> [YOUR GOAL]:
Each record must appear in the answer exactly as it does in the data.

--- DATA UNDER STUDY Enclosed Below ---

PR #461, opened 2025-01-21
app_rpt: Remove unreachable code

mkmer:
l->chan can't be true if it was false.

### DIFF
--- a/apps/app_rpt.c
+++ b/apps/app_rpt.c
@@ -3229,9 +3229,6 @@ static inline void periodic_process_links(struct rpt *myrpt, const int elap)
 			break;
 		}
 		if ((!l->chan) && (!l->retrytimer) && l->outbound && (l->retries++ < l->max_retries) && (l->hasconnected)) {
-			if (l->chan)
-				ast_hangup(l->chan);
-			l->chan = NULL;
 			rpt_mutex_unlock(&myrpt->lock);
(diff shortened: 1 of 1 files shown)


InterLinked1 (approved):

Allan-N (approved):

apps/app_rpt.c
```diff
@@ -3229,9 +3229,6 @@ static inline void periodic_process_links(struct rpt *myrpt, const int elap)
 			break;
 		}
 		if ((!l->chan) && (!l->retrytimer) && l->outbound && (l->retries++ < l->max_retries) && (l->hasconnected)) {
-			if (l->chan)
-				ast_hangup(l->chan);
-			l->chan = NULL;
```
encbar5, line 3234: Why was line 3234 removed? This does not look like dead code.

encbar5 (changes requested):

apps/app_rpt.c
mkmer: I believe this is what the code is doing here:
If `((!l->chan)` aka `l->chan = NULL`, 
let's execute `if (l->chan)` which will be always false, 
then lets set `l->chan = NULL;` which it already was (right?)

encbar5: Fair point.

encbar5 (approved):
Are we intending on running a static analyzer on all the code?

--- End of Enclosed DATA UNDER STUDY ---

> [TASK ANSWER]:
PR #461, opened 2025-01-21
app_rpt: Remove unreachable code

mkmer:
l->chan can't be true if it was false.

### DIFF
--- a/apps/app_rpt.c
+++ b/apps/app_rpt.c
@@ -3229,9 +3229,6 @@ static inline void periodic_process_links(struct rpt *myrpt, const int elap)
 			break;
 		}
 		if ((!l->chan) && (!l->retrytimer) && l->outbound && (l->retries++ < l->max_retries) && (l->hasconnected)) {
-			if (l->chan)
-				ast_hangup(l->chan);
-			l->chan = NULL;
 			rpt_mutex_unlock(&myrpt->lock);
(diff shortened: 1 of 1 files shown)


InterLinked1 (approved):

Allan-N (approved):

apps/app_rpt.c
```diff
@@ -3229,9 +3229,6 @@ static inline void periodic_process_links(struct rpt *myrpt, const int elap)
 			break;
 		}
 		if ((!l->chan) && (!l->retrytimer) && l->outbound && (l->retries++ < l->max_retries) && (l->hasconnected)) {
-			if (l->chan)
-				ast_hangup(l->chan);
-			l->chan = NULL;
```
encbar5, line 3234: Why was line 3234 removed? This does not look like dead code.

encbar5 (changes requested):

apps/app_rpt.c
mkmer: I believe this is what the code is doing here:
If `((!l->chan)` aka `l->chan = NULL`, 
let's execute `if (l->chan)` which will be always false, 
then lets set `l->chan = NULL;` which it already was (right?)

encbar5: Fair point.

encbar5 (approved):
Are we intending on running a static analyzer on all the code?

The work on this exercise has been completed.